I thought I had the Federal Vision’s heretical nonsense pretty much under my belt. I understand their blasphemous belief in union that occurs via the waters of baptism and the mumbling of some self-styled priestling that magically engrafts both believers and unbelievers into Christ. I understand that in the Federal Vision light has communion with darkness and righteousness fellowship with unrighteousness. I understand their reworking of the traditional definition of faith whereby the tautological fiducial element that is supposed to make faith saving is really just another name for our own personal obedience. I understand their phony agnosticism concerning the imputation of Christ’s active obedience as they scrape out a role for our own “good works” in justification — or what they fraudulently call “final justification.” I understand their flattening of the Covenant of Works as they eliminate Adam’s probation in the Garden and replace it with a gracious call to faithful obedience. I understand that these men are all liars and antichrists that dishonestly wear the name “Christian” while they pretend to be “Reformed.” In short, I understand the “parallel soteriological system” of the Federal Vision as they continue to lead countless men, women and children, baptized or otherwise, to hell. However, there are certain aspects of the Federal Vision that are so alien to anything even remotely Reformed or Christian, that it rightly places their false religion into the realm of the cults.
I recently stumbled on John Fesko’s 2004 study: The Federal Vision and the Covenant of Works. In this short piece Fesko takes aim at the warped and anti-Christian retelling of the Biblical account of the Fall championed by FV architects Richard Lusk and certifiable lunatic, James Jordan. To be fair, I have read a few things by Lusk over the years that seemed downright crazy, but you don’t have to read very far into almost anything Jordan writes to realize he is a giant bag o’ allegorical nuts. However, I confess reading their respective theories on the Fall was so bizarre I thought I was reading some Dianetics tract written by that dead science fiction writer and cult leader, L. Ron Hubbard. Here is just a sample from Jordan’s “Merit verses Maturity” as cited by Fesko:
What is set before Adam is a choice. He is free to eat of every tree, including the special Tree of Life. He is forbidden to eat of the Tree of Knowledge. Approaching the garden’s center, he must choose which of the Trees to eat first. If he rejects the Tree of Knowledge and partakes of the Tree of Life, he will enter into a process of further life that will eventuate in eternal life. Having obeyed God in faith at the outset, he will set himself on a road of further faithful obedience. If, however, he chooses to eat of the Tree of Knowledge first, he will die and not move any farther down the road to eternal life. We notice that there is nothing of ‘merit’ or ‘work’ here.

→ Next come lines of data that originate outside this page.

PR #811, opened 2026-04-14
[AscendNPU-IR][MIX]Use graph-solver replace inject-sync

happyhappyhappy-arch:


tilelang/tladapter/transforms/bishengir.py
```diff
@@ -7,4 +7,5 @@
 adapt_triton_kernel = pass_fn("adapt-triton-kernel")
 bind_workspace_arg = pass_fn("hivm-bind-workspace-arg", "func.func")
 infer_workspace_size_func = pass_fn("hivm-insert-infer-workspace-size-func", "func.func")
+graph_sync_solver = pass_fn("hivm-graph-sync-solver", "func.func")
```
CeleNewYear, line 10: Because we've locked the 3rdparty commit, we need to ensure that the pass was ready before we locked the commit before making this change.

CeleNewYear (changes requested):

PR #822, opened 2026-04-15
[AscendNPU-IR]Hot fix for the same name kernel conflict in ci

happyhappyhappy-arch:


CeleNewYear (approved):
LGTM

CeleNewYear (commented):
A more complete and reliable solution would be to have the cache maintained uniformly, placing the launcher and the kernel's own cache at the same address. However, can be done later.

Issue #4195, opened 2026-09-03
test_normalized_meshgrid_trace_matches_eager_at_unrepresentable_sizes fails 8/10 on cuda float32 (1 ULP vs atol=0)


ducha-aiki:
`tests/geometry/test_grid.py::test_normalized_meshgrid_trace_matches_eager_at_unrepresentable_sizes` fails 8 of its 10 parametrizations on **cuda float32** and passes all 10 on cpu float32. It is not xfailed and it is not marked `device_agnostic`, so it is a live red test on any CUDA job.

## Repro

```bash
pytest tests/geometry/test_grid.py::test_normalized_meshgrid_trace_matches_eager_at_unrepresentable_sizes \
    --device=cuda --dtype=float32
```

## Observed

```
--device=cuda --dtype=float32  -> 8 failed, 2 passed
--device=cpu  --dtype=float32  -> 10 passed
```

The parametrization is `258/300/1000/2050/3000` x `2d/3d`; the two that pass are `258-2d` and `258-3d`.

```
E   Mismatched elements: 92 / 2400 (3.8%)
E   Greatest absolute difference: 1.1920928955078125e-07 at index (0, 150, 0, 1)
E   Greatest relative difference: 3.564426879165694e-05 at index (0, 150, 0, 1)
```

## Cause

`1.1920928955078125e-07` is exactly one ULP of float32 at 1.0, and the test asserts bitwise equality:

```python
traced = torch.jit.trace(MeshGrid(), image)
assert_close(traced(image), MeshGrid()(image), atol=0.0, rtol=0.0)
```

So this looks like ordinary traced-vs-eager kernel/fusion divergence on CUDA, not the rounding bug the test was written to catch. The test's docstring is about `size - 1` being rounded when cast into a narrow coordinate dtype — a bfloat16/float16 concern, pinned at float32/float64 "as agreeing there rather than merely not being compared". The `atol=0.0, rtol=0.0` that makes that pin meaningful is also what makes a 1-ULP CUDA difference fail.

The test was added in #4006 (`4dd9c6aa`, singleton normalization axes) and last touched by #4145 (`4990046f`).

## Expected

One of:

- the float32/float64 arms compare with a dtype-appropriate tolerance while the half arms keep the exact comparison, since only the half arms are the pin's actual subject; or
- the exact comparison is kept and the CUDA divergence is understood and documented — if traced `create_meshgrid` really can differ from eager by a ULP on CUDA, that is worth knowing on its own; or
[...]

PR #4231, opened 2026-09-05
fix(geometry): normalize the half-precision meshgrid in float32

### LINKED ISSUE #4030: create_meshgrid returns a different grid under torch.compile than in eager at float16/bfloat16 (torch.linspace vs its inductor lowering)

LoganChu:

`create_meshgrid` / `create_meshgrid3d` still return a different **normalized** grid under
`torch.compile` than in eager at `float16`/`bfloat16`. #4036 closed this for the pixel ramp; the
normalization on top of it was left, which is why #4030 was referenced rather than closed. This runs
the whole normalization in `float32` for a half-precision grid and narrows once.

Measured on `main` (torch 2.14.0, the version CI's `dynamo` job runs, CPU, inductor), eager vs
compiled, `normalized_coordinates=True`:

| dtype | width | max diff | elements differing |
|---|---:|---:|---:|
| bfloat16 | 100 | 0.00390625 | 110 / 400 |
| bfloat16 | 300 | 0.01171875 | 334 / 1200 |
| bfloat16 | 6000 | 0.015625 | 7384 / 24000 |
| float16 | 3000 | 0.001220703125 | 3616 / 12000 |
| float32 / float64 | any | 0.0 | 0 |

It starts at width 100, not at an exotic size. The table comes out byte-identical on torch 2.9.1 and
2.12.0.

### Root cause

Two independent causes, isolated by comparing each stage eager vs compiled at `bfloat16`, w=300:

| stage | first divergent index | max diff |
|---|---:|---:|
| `arange(w, bf16)` | -- | 0.0 (fixed by #4036) |
| `arange(w, bf16).to(f32)` | **257** | 1.0 |
| `(... / (w - 1)).to(bf16)` | 257 | 0.00390625 |
| `(xs / (w - 1) - 0.5) * 2`, all in bf16 | **12** | 0.0078125 |

1. **The widening round trip is elided.** The capture branch calls `xs.to(work_dtype)` on a half
   ramp. Eager materializes that ramp -- index 257 becomes 256 in `bfloat16` -- and then widens, so
   it divides 256. Inductor never materializes it: it folds `arange(bf16) -> f32` into one `float32`
   index computation and divides 257. Above `2 ** p` the two paths divide different numerators. The
   branch's careful widening is exactly what the compiler optimizes away.
2. **Per-op vs fused rounding.** Eager rounds `(xs / (size - 1) - 0.5) * 2` to half three times;
   inductor computes the chain in `float32` and rounds once on store. This begins at index 12 and has
   nothing to do with the representability of the width.

### The change

Build the ramp directly in `float32` when the grid dtype is half and coordinates are normalized -- so
there is no narrow-then-widen round trip left for the compiler to elide -- normalize with the same
expression on both paths, and narrow once at the end. Parity then holds by construction rather than
by matching inductor's fusion behaviour.

This is the pattern #4128 already established for `extract_patches_simple` /
`extract_patches_from_pyramid`: reduced-precision inputs get `float32` coordinate arithmetic and are
cast back, on every device, to avoid normalized-coordinate precision loss.

It is a net **-15 lines**: the `xs_norm` / `is_floating_point()` dtype gymnastics in the capture
branch existed only to chase inductor's rounding and are gone.

**Cost.** Two extra aten ops on the half + normalized path only, measured with a dispatch counter on
torch 2.14.0:

```
64x64 grid                current   this PR
  float16/bfloat16 norm      15  ->  17     (+2, _to_copy x2)
  float32/float64/int norm   15  ->  15
  every pixel path            9  ->   9
```

Wall-clock is not quotable on my hardware: identical-code control cases (float32, pixel path) swing
+-35-60% run to run on a laptop GPU, so the op count is the honest number. For scale, #4128 accepted
a measured **2.2x** CUDA `float16` slowdown in `extract_patches_simple` for the same class of fix,
keeping the universal upcast rather than making it device-conditional, on the grounds that "the
coordinate-quantization rationale applies on every device".

I put the CHANGELOG entry under **Breaking changes** rather than **Bug fixes**, following #4128,
because eager half-precision normalized coordinates do change. Move it if you read it as purely a
fix.

### Known remaining gaps

1. **`float16` on CUDA keeps a residue of exactly one ulp, on 64 of 306,352 grid elements.** This is
   *not* the gap #4036 left open -- that gap is what this PR closes. It is a different effect with a
   different cause, four orders of magnitude smaller in element count, and it exists only on CUDA at
   `float16`.

   Sweep: 12 widths (2, 3, 100, 257, 258, 300, 1000, 2049, 2050, 3000, 4128, 6000) x {`float16`,
   `bfloat16`} x {2d, 3d} -- 306,352 elements per dtype, 612,704 per device -- eager vs compiled,
   `normalized_coordinates=True`, on torch 2.14.0 (RTX 5070), against `main` at `ca1f2f7b`:

   | | differing on `main` | differing here | worst here |
   |---|---:|---:|---:|
   | CPU, both dtypes | 122,832 / 612,704 | **0** | 0.0 |
   | CUDA `bfloat16` | 63,480 / 306,352 | **0** | 0.0 |
   | CUDA `float16` | 58,438 / 306,352 | **64** | 0.00048828125 |

   The 64 sit at three widths, and every one of them is **exactly** one ulp of the coordinate value
   it lands on -- measured as `|diff| / ulp(value)`, the maximum over all 64 is 1.000, never more:

   | width | 2d | 3d | worst |
   |---:|---:|---:|---:|
   | 3000 | 0 / 12,000 | 16 / 36,000 | 0.00048828125 |
   | 4128 | 8 / 16,512 | 16 / 49,536 | 0.0000019073486328125 |
   | 6000 | 8 / 24,000 | 16 / 72,000 | 0.00006103515625 |

   The cause is that **a Python-scalar divisor and a 0-dim-tensor divisor are not the same operation
   on CUDA**, while on CPU they are bit-identical. Over 2 ** 20 random `float32` values:

   ```
   cpu    x / c == x * (1 / c): False    x / c == x / tensor(c): True
   cuda   x / c == x * (1 / c): True     x / c == x / tensor(c): False
   ```

   Eager divides by the Python int `size - 1`; the capture branch has to divide by a tensor to keep
   the size symbolic under export. On CPU those two are the same operation, so parity is exact. On
   CUDA they cannot be made to agree whichever form is chosen -- I tried the 0-dim-tensor divisor and
   the reciprocal form on both paths, and the reciprocal form fixes CUDA and breaks eight CPU tests.
   `bfloat16`'s 8-bit significand absorbs the difference entirely; `float16`'s 11 bits do not. That
   is why the test asserts bitwise everywhere except `float16` on CUDA.

2. **CPU `bfloat16` `arange` is itself wrong above index 4112.** Carried over unchanged from #4036,
   where it was gap 2; still open, and already reported upstream. 975 of the first 8,256 indices
   disagree with the correctly rounded value, the first at 4113, where `arange` returns 4096 and 4128
   is correct. (Index 4112 itself is an exact tie that rounds to even, so 4096 is right there; the
   error starts one index later. #4036 gave the first affected width as 4128 -- it is 4114.)
   Reproduced identically on torch 2.9.1 and 2.14.0, while CUDA `arange` is correctly rounded at all
   8,256. It affects the pixel ramp, which this PR does not touch.

   Upstream is [pytorch#137774](https://github.com/pytorch/pytorch/issues/137774), which reported the
   same defect at the 256 boundary and was **closed in 2024 with a documentation note rather than a
   kernel fix**. That note is in the `torch.arange` docstring today: reduced-precision sequences "may
   be affected by floating-point rounding behavior", with a recommendation to use integer dtypes. It
   covers *repeated* values; it does not cover returning a value a full ulp away from the correctly
   rounded one, which is what happens at 4113 and what #137774 itself pointed out before it was
   closed. Any fresh report has to draw that distinction or it gets closed as a duplicate.
   [pytorch#193737](https://github.com/pytorch/pytorch/pull/193737) is open and fixes this class of
   error on MPS by carrying the intermediate in double-float.

### A note on overlap

#3945 also edits these lines -- it adds `align_corners` to `create_meshgrid` and changes the
normalization formula itself. It is open with changes requested, its last commit is 10 August, and it
is already `dirty` against `main`, so it needs a rebase whatever happens here. If #3945 goes first
this fix has to apply to both `align_corners` branches.
Flagging early rather than repeating the #3995 collision.

Refs #4030. Across the sweep above, the eager/compiled gap that issue reports goes from 122,832
differing elements to **0** on CPU, and from 121,918 to **64** on CUDA -- all 64 at `float16`, each
exactly one ulp. Happy to make this `Fixes #4030` if you consider the CUDA `float16` residue -- a
consequence of how CUDA lowers a scalar divisor versus a tensor one, rather than anything kornia
controls -- out of scope for it; your call.

Two things surfaced while verifying that are **not** part of this PR:

* `test_normalized_meshgrid_trace_matches_eager_at_unrepresentable_sizes` **fails 18 ways on CUDA on
  current `main`** -- 8 at `float32` and 10 at `float64` -- for the same scalar-versus-tensor divisor
  reason above. Its docstring says of those dtypes "which pins the two paths as agreeing there rather
  than merely not being compared"; that is not true on GPU. The same 18 fail before and after this
  change. Reported separately as #4195; there is no CUDA job in CI -- the MPS gate added in #4160
  does not cover it (see #4033) -- so nothing catches it.
* On CUDA the new test is **skipped by default** by the half-precision isolation that landed in
  #4157. It parameterizes `grid_dtype` directly rather than using the global `dtype` fixture, and
  #4157's callspec scan picks that up, so it is skipped unless `--isolate-half-precision` is passed,
  which runs it in a subprocess. CI never reaches this path -- the dynamo job is CPU -- but it is
  worth knowing when reproducing on a GPU.

## What did you check?

Verified on three torch versions, baseline vs patched each time, all against the current `main`
(ca1f2f7b):

| | torch 2.9.1+cpu (half-precision job's version) | torch 2.12.0+cpu | torch 2.14.0+cu130, RTX 5070 (dynamo job's version) |
|---|---|---|---|
| new test | 4 failed -> 4 passed | 4 failed -> 4 passed | 4 failed -> 4 passed |
| `test_grid.py` under inductor | 49 -> 53 passed | 49 -> 53 passed | 49 -> 53 passed |
| `tests/geometry` | 2500 passed, unchanged | 2500 passed, unchanged | 2500 passed, unchanged |
| eager vs compiled, 12 widths x {f16,bf16}, 2d+3d (612,704 elements per device) | **0 / 612,704** | **0 / 612,704** | CPU **0 / 612,704**; CUDA `bfloat16` 0 / 306,352, `float16` 64 / 306,352, each exactly 1 ulp |

```text
$ KORNIA_TEST_OPTIMIZER=inductor pixi run test-module tests/geometry/test_grid.py
53 passed          # 49 on main, plus the 4 new; 4 of the 53 fail on main

$ pixi run test-module tests/geometry
2500 passed, 62 skipped, 12 xfailed, 6 xpassed        # identical to main

$ KORNIA_TEST_DEVICE=cuda pixi run test-module tests/geometry/test_grid.py --dtype=all
18 failed, 46 passed, 46 skipped        # the same 18 fail on main; see the note above

$ KORNIA_TEST_DEVICE=cuda pixi run test-module tests/geometry/test_grid.py --dtype=all \
      --isolate-half-precision -k normalized_meshgrid_half_dtype_matches_compile
4 passed           # the new test on GPU, including float16 within its one-ulp tolerance
```

`tests/geometry` also comes out at the same 2500 passed, baseline and patched, on torch 2.5.1 -- the
floor of the main `tests` matrix. The compile test itself never runs there: only the `dynamo` job
sets an optimizer, and it pins 2.14.0.

Locally I ran these as direct `pytest` invocations against pinned interpreters rather than through
pixi, because the four torch versions live in separate environments on this machine.

Also checked: `float32`, `float64`, `int32`, `int64` and `uint8` grids are bitwise identical to
`main` on both devices, normalized and pixel; singleton, 1x1 and zero-size axes match; the pixel ramp
is untouched; the function stays scriptable and the `torch.empty(0, device=device)` pin from #4036
still holds; `ruff check` and `ruff format` clean.

The new test is a genuine regression test: it fails 4/4 on unpatched `main` and passes 4/4 with the
change, on CPU and on CUDA. In CI it runs only in the `dynamo` job (ubuntu / py3.11 / torch 2.14.0 /
CPU), where the assertion is strictly `atol=0, rtol=0`: every other job leaves
`KORNIA_TEST_OPTIMIZER` empty, and `conftest.py` then deselects any test whose name contains
`compile` or `dynamo`. The CUDA tolerance therefore covers local GPU runs only and is never
exercised by CI.

## How did AI help?

Claude Code (Opus 5) did most of the work here: isolating the two causes stage by stage, running the
eager-vs-compiled sweeps across three torch versions and two devices, building and then rejecting two
wider variants (a single-code-path version and a reciprocal-divisor version), and drafting the change
and the test. I directed the investigation and reviewed the result. After rebasing onto current
`main` it re-ran every number above against torch 2.14.0, which CI's dynamo job moved to in the
meantime.

Everything asserted above comes from an executed run rather than from reasoning, and the numbers are
reproducible with the commands listed. Three intermediate conclusions were wrong and were caught by
measurement rather than review: that the change had no eager cost on CUDA (it adds two aten ops);
that the divisor form could be rewritten so eager and capture agree on both devices (it cannot -- the
attempt fixed CUDA and broke eight CPU tests); and that `--isolate-half-precision` would skip the new
test (it is what makes it run on CUDA -- the default is to skip it).


ducha-aiki:
## Approved at `75b351b3` — the "coincidence" claim is true, and I executed it rather than taking it on trust

Reviewed against merge-base `ca1f2f7b`, on torch 2.9.1 (the half legs' version) and 2.14.0 (the dynamo job's), CPU, macOS arm64, plus an MPS spot check.

### The two new bfloat16 manifest lines

This morning's read of your red CI was "seven recovered xfails, two new regressions". Your `75b351b3` says the two were a coincidence. Measured, `test_translation` at bfloat16, seed 0, torch 2.9.1 (2.14.0 gives the same picture):

| shape | `main` grid vs the correctly rounded bf16 grid | `main` warp error | this PR's grid vs correctly rounded | this PR's warp error | correctly rounded bf16 grid + the same bf16 warp | float64 warp, narrowed to bf16 only at the end |
| --- | ---: | ---: | ---: | ---: | ---: | ---: |
| (4, 5) `shape0` | 1.95e-3 | **0** (pass) | 0 | 3.9e-3 | 3.9e-3 | 3.9e-3 |
| (2, 6) `shape1` | 2.93e-3 | 2.9e-3 | 0 | 2.9e-3 | 2.9e-3 | 1.95e-3 |
| (4, 3) `shape2` | 1.95e-3 | **0** (pass) | 0 | 3.9e-3 | 3.9e-3 | 3.9e-3 |
| (5, 7) `shape3` | 3.9e-3 | 1.17e-2 | 0 | 7.8e-3 | 7.8e-3 | 6.1e-3 |

The tolerance is `atol=1e-4`. The last two columns are the point: **no bfloat16 warped grid passes any of the four shapes**, not the correctly rounded one and not the one you get by doing the whole warp in float64 and rounding once at the very end. `main`'s grid is one ulp *off* the correctly rounded value at `shape0`/`shape2`, and that error happens to make the transformed sample positions land on exact pixel indices, which is why those two cells passed. This PR's grid is bit-identical to the correctly rounded bf16 grid at all four shapes. So the two new manifest lines are right, and the CHANGELOG sentence describing them is accurate.

One heads-up, not a blocker, because it is a property of the test rather than of this PR: `test_translation` draws `torch.rand`, and at bfloat16 whether the one-ulp interpolation residue crosses a rounding boundary depends on the draw. Over 300 seeds at head, torch 2.9.1: `shape0` passes 12 times, `shape2` 52, `shape1` 8 (that one was already in the manifest on `main`), `shape3` 0. The CI profile seeds each node deterministically, so the manifest is stable there; I ran `test_homography_warper.py` + `test_grid.py` at head under `--xfail-known-failures --known-failure-profile=cpu-bfloat16` (130 passed / 8 xfailed) and `cpu-float16` (133 / 5), no XPASS. The unseeded `pixi run test-half` will XPASS `shape2` about one draw in six, which is the kind of thing that then gets blamed on a manifest edit. Seeding that test, or giving it a fixed patch, is a separate one-line change; I am not asking for it here.

### Everything else verified

- **Fail-on-base is real:** `test_normalized_meshgrid_half_dtype_matches_compile` copied onto `main`, `KORNIA_TEST_OPTIMIZER=inductor`, torch 2.14.0: 4 failed; at head 4 passed, and the whole `test_grid.py` under inductor is 53 passed.
- **Non-half dtypes are untouched:** a (dtype, shape, sum, abs-sum) fingerprint of `create_meshgrid` and `create_meshgrid3d` over float32/float64/int32/int64/uint8, normalized and pixel, at (1,1), (1,7), (3,1), (0,4), (4,5), (257,300), (2,2049) is identical to `main`. Only the normalized float16/bfloat16 cells move, as the CHANGELOG says.
- **Scriptable and traceable:** `torch.jit.script` and `torch.jit.trace` outputs equal eager at bfloat16, float16 and float32 on both torch versions.
- **MPS:** head at (257, 300) normalized, float16/bfloat16/float32, `PYTORCH_ENABLE_MPS_FALLBACK` unset: bit-identical to CPU.
- `test_grid.py` on 2.9.1, float32+float64: 64 passed. Both half legs are green on CI with `--verify-known-failures`, which is the authoritative check on the manifests.

### Two calls that are the maintainer's, with my recommendation

1. **`Refs #4030` -> `Fixes #4030`.** #4030 is the eager/compiled divergence at half precision as observed on CPU; #4036 closed the pixel ramp and this closes the normalization, 0 differing elements on CPU. The CUDA float16 one-ulp residue is the scalar-vs-tensor divisor lowering difference that #4195 already tracks separately. I would close #4030 with this PR.
2. **CHANGELOG under `Breaking changes`:** agree, for the reason you give; eager bfloat16/float16 normalized grids change value, and the entry says what used to happen.

Needs the `CHANGELOG.md` rebase (it conflicts with today's merges; the source and manifest files merge cleanly), and then this is mergeable from my side.

ducha-aiki (approved):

Rather than a Covenant of Works “wherein life is promised to Adam, and in him to his posterity, upon condition of perfect and personal obedience,” Jordan fantasizes that had Adam remained obedient one day God would grant him permission to eat of the Tree of Knowledge in order that Adam would continue in a process that would one day “eventuate in eternal life.” According to Jordan’s retelling, and had Adam chosen correctly, “The Tree of Knowledge, then, not the Tree of Life, was the eschatological tree, the tree of promise. The Tree of Knowledge would end Adam’s first phase in life.” Adam was given a choice: eat of the Tree of Life or the Tree of Knowledge. Had Adam ate of the Tree of Life first, Adam would have moved from childhood into a kind of cosmic puberty. Then, I suppose around the time Adam was ready to get his cosmic driver’s license, or in Jordan’s case, his first drink at the Garden pub, Adam would be given the present of eating from the Tree of Knowledge, dying, and then moving on to a home in the celestial suburbs complete with a never ending mortgage payment. However, choosing to eat from the Tree of Knowledge first, Adam still dies, doesn’t pass Go, never has to shave, and must remain in his soiled diapers for eternity. (more…)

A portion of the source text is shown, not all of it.